Um funcionário da Cedae morreu após cair em um dos tanques de decantação da estação de tratamento de água do Guandu, em Nova Iguaçu, na Baixada Fluminense. Segundo familiares, Reginado Pereira Pinto, de 63 anos, trabalhava na Cedae há mais de 40 anos. 

De acordo com Adélia Rossi, amiga da família, Reginaldo estava de plantão na sexta-feira. Ele foi visto com vida pela ultima vez por volta das 18h de sexta. Depois disso, desapareceu. Outros funcionários encontraram apenas o chinelo de Reginaldo perto de um dos tanques de decantação e comunicaram o desaparecimento. O corpo de Reginaldo deve ser sepultado neste domingo.

Familiares dizem que os bombeiros foram chamados somente no sábado, um dia depois do desaparecimento. Em nota, a Cedae disse apenas que “tomará as providências internas necessárias e que a causa da morte será investigada por meio de inquérito policial.”

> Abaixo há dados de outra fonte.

Issue #11583, opened 2026-06-10
[Improvement] Implement fetch and cancel endpoints for async scan planning lifecycle


laserninja:
### What would you like to be improved?
Only the scan-plan submit endpoint (`planTableScan`) is implemented. The async lifecycle defined by the Iceberg REST spec is incomplete: when `planTableScan` returns a `submitted` status with a plan id, clients have no way to poll the result via `GET .../plan/{plan-id}` or cancel it via `DELETE .../plan/{plan-id}`. The sibling `POST .../tasks` endpoint is already tracked in #11284.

 Ao EXTRA, Sebastião contou que a Cedae começou as buscas esvaziando o tanque 3 e, no começo da noite deste sábado, quando os bombeiros fariam trabalho de mergulho no tanque 2, o corpo do tio foi encontrado boiando.

De acordo com o sobrinho, a família pensa em acionar a Cedae na Justiça. Isso porque, segundo ele, a empresa não ofereceria segurança suficiente para o trabalho na estação. De acordo com ele, os tanques não têm guarda-corpo, o que contribui para acidentes no local. Além disso, ele diz que a “Cedae demorou para acionar as autoridades competentes (polícia e bombeiros)”.

 
A falta de segurança no local é o mais revoltante — disse o sobrinho.

O filho de Reginaldo, Ramon Vinícius Silva Pinto, de 29 anos, afirma que a família, após o sepultamento, pretende processar a Cedae, pela falta de segurança no local. — A Cedae tem certa culpa pela falta de segurança do trabalho. O guarda-corpo poderia ter evitado a morte do meu pai — diz.